The multi-channel valve body is a valve with a plurality of shunt pipes, and a valve control is independently arranged on each shunt pipe, but when the existing multi-channel valve is used, if water supply is stopped in the valve body, liquid in the shunt pipes easily flows back, and when water flow is overlarge, water pressure can cause water leakage between the cover body and the valve body.

Therefore, it is necessary to provide an integrally machined multi-channel valve body to solve the above technical problems.

SUMMERY OF THE UTILITY MODEL

In order to solve the technical problem, the utility model provides an integrally processed multi-channel valve body.

The utility model provides an integrally processed multi-channel valve body, which comprises: casing, valve, lid, connecting pipe, fixed column, piston cylinder and spring, casing outside equidistance is fixed with the shunt tubes, and shunt tubes and casing intercommunication, the valve is fixed in shunt tubes one end, the lid passes through the bolt fastening at the casing top, the connecting pipe is fixed at the lid middle part, the fixed column is fixed at the shells inner wall middle part, piston cylinder sliding connection is at shells inner wall, piston cylinder middle part is fixed with the connecting cylinder, and fixed column and connecting cylinder inner wall sliding connection, the spring is fixed at shells inner wall, and spring top and piston cylinder inner wall sliding contact.

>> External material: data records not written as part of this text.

PR #36137, opened 2023-06-16
GH-35746: [Parquet][C++][Python] Switch default Parquet version to 2.6

### LINKED ISSUE #35746: [Parquet][C++][Python] Bump the default format version from 2.4 -> 2.6

Parquet format version 2.6 introduces the NanoSecond time unit for Time and Timestamp logical types.

### Component(s)

Parquet

anjakefala:
Change the default parquet version to 2.6.

Discussed in: 
* [ML](https://lists.apache.org/thread/027g366yr3m03hwtpst6sr58b3trwhsm)
* [Issue](https://github.com/apache/arrow/issues/35746)

* Closes: #35746


jorisvandenbossche:
Taking a quick look at some of the Python failures:

- `test_write_error_deletes_incomplete_file`: I assume the test relied on parquet.write_table to raise an error because of nanosecods being present, and they would get truncated. So either we need to add something else that errors, or we can add `version="2.4"` to keep it using the older parquet version and thus it still errors
- `test_timestamp_restore_timezone_nanosecond`: it is creating the expected result with microseconds, but now it comes back as nanoseconds. I think here we want to test explicitly that the timezone is preserved when the resolution changes, so I would also add a `version="2.4"` to keep the test as it was. But you could parametrize the test just above to use different resolutions (ms, us, ns) to cover all of them.
- `test_parquet_version_timestamp_differences`: also needs to be updated because the `expected` now contains nanoseconds instead of microseconds (but there are some comments there that are a bit outdated it seems ..)

jorisvandenbossche:
For C++, the test failures are in

```
 [  FAILED  ] 2 tests, listed below:
[  FAILED  ] TestArrowReadWrite.DateTimeTypes
[  FAILED  ] TestArrowReadWrite.ParquetVersionTimestampDifferences
```

and I suppose those will also be updated to reflect the new defaults (nanoseconds are preserved), or updated to test both old default of 2.4 and new of 2.6

anjakefala:
@jorisvandenbossche This was so helpful!

Yeah, with the `_check_roundtrip` calls, it seems that when the version is not explicitly set, it uses the default for `write_table`. And sometimes, the assumption was that this default version was '1.0'. Tested behaviour didn't change for 2.4 and so it didn't matter that the new default version was being used for `_check_roundtrip`.

python/pyarrow/tests/parquet/test_datetime.py
```diff
@@ -378,28 +379,31 @@ def test_parquet_version_timestamp_differences():
...
 
-    # Using Parquet version 2.0, coercing to milliseconds or microseconds
-    # is allowed
     expected = pa.Table.from_arrays([a_us, a_us, a_us, a_us], names)
-    _check_roundtrip(table, expected, version='2.6', coerce_timestamps='us')
+    for ver in all_versions:
+        _check_roundtrip(table, expected, version=ver, coerce_timestamps='us')
 
     # TODO: after pyarrow allows coerce_timestamps='ns', tests like the
     # following should pass ...
```
jorisvandenbossche, line 409: Could also be left for a follow-up, but we could now allow this (in `_create_arrow_writer_properties` in _parquet.pyx we would need to update the cython bindings to pass it through, I think on C++ side it's already implemented)

cpp/src/parquet/arrow/arrow_reader_writer_test.cc
```diff
@@ -3334,7 +3334,7 @@ TEST(ArrowReadWrite, NestedRequiredOuterOptional) {
     auto arrow_writer_props = ArrowWriterProperties::Builder();
     arrow_writer_props.store_schema();
     if (inner_type->id() == ::arrow::Type::UINT32) {
-      writer_props.version(ParquetVersion::PARQUET_2_4);
+      writer_props.version(ParquetVersion::PARQUET_2_6);
```
jorisvandenbossche, line 3337: The default writer_props created above with `WriterProperties::Builder();` will now use 2_6 by default, so potentially this could be removed alltogether

jorisvandenbossche (commented):
The python changes all look good!

@mapleFU could you have a look at the C++ test changes? 
At the moment it is mostly updating the tests for the new default, not fully sure how well the explicit versions are covered in other tests.

cpp/src/parquet/column_writer_test.cc
```diff
@@ -649,7 +649,7 @@ TYPED_TEST(TestPrimitiveWriter, DictionaryFallbackVersion1_0) {
 }
 
 TYPED_TEST(TestPrimitiveWriter, DictionaryFallbackVersion2_0) {
-  this->TestDictionaryFallbackEncoding(ParquetVersion::PARQUET_2_4);
+  this->TestDictionaryFallbackEncoding(ParquetVersion::PARQUET_2_6);
```
mapleFU, line 652: Emmm should we traverse all 2_0, 2_4, 2_6 ? Or just 2_0 is ok?

mapleFU:
The test in C++ looks ok. But I'm afraid that we might leak some test under 2.4, so maybe we can separate and test 2.4 and 2.6?

cpp/src/parquet/column_writer_test.cc
anjakefala: I am working on having the tests cover at least 2.4 and 2.6! I started something locally, and will push once I have it built.

python/pyarrow/tests/parquet/test_datetime.py
anjakefala: Yes, on the C++ side it appears to be implemented!

```
Expected 'WriteTable(*input_table, ::arrow::default_memory_pool(), CreateOutputStream(), input_table->num_rows(), properties, arrow_coerce_to_nanos_properties)' to fail with NotImplemented, but got OK
```

anjakefala:
`AsofJoinTest` needs to be updated as well.

jorisvandenbossche:

cpp/src/parquet/column_writer_test.cc
mapleFU:
```C++
this->TestDictionaryFallbackEncoding(ParquetVersion::PARQUET_2_4);
this->TestDictionaryFallbackEncoding(ParquetVersion::PARQUET_2_6);
```

cpp/src/parquet/arrow/arrow_reader_writer_test.cc
```diff
@@ -1973,7 +1983,9 @@ TEST(TestArrowReadWrite, ParquetVersionTimestampDifferences) {
                               field("ts:us", t_us), field("ts:ns", t_ns)});
   auto input_table = Table::Make(input_schema, {a_s, a_ms, a_us, a_ns});
 
-  auto parquet_version_1_properties = ::parquet::default_writer_properties();
```
mapleFU, line 1976: nice catch!

mapleFU (approved):

jorisvandenbossche (approved):

jorisvandenbossche:
There might still be a few cases where the test coverage for all options can be improved (see some of the comments), but if needed, let's do that in a follow-up PR. 
I am going to merge this now, because we have another PR waiting on this one that we also want to get in before the feature freeze.

jorisvandenbossche:
Thanks @anjakefala!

Preferably, the cover body bottom is equidistantly fixed with a connecting rod, the piston cylinder outside is equidistantly provided with a sliding hole, the connecting rod is slidably connected with the sliding hole, the connecting rod bottom is fixedly provided with a limiting block, a gap between the limiting block and the bottom of the inner wall of the shell is mm, the cover body is conveniently pulled downwards in a hydraulic mode, and liquid industry buildings are prevented.

Preferably, the piston cylinder inner wall lower extreme equidistance is fixed with the beaded finish, and beaded finish inner wall and connecting rod sliding connection improve the intensity between connecting rod and the piston cylinder.

Preferably, a positioning ring is fixed at the bottom of the inner wall of the shell, and the bottom of the spring is sleeved outside the positioning ring, so that the spring is convenient to limit.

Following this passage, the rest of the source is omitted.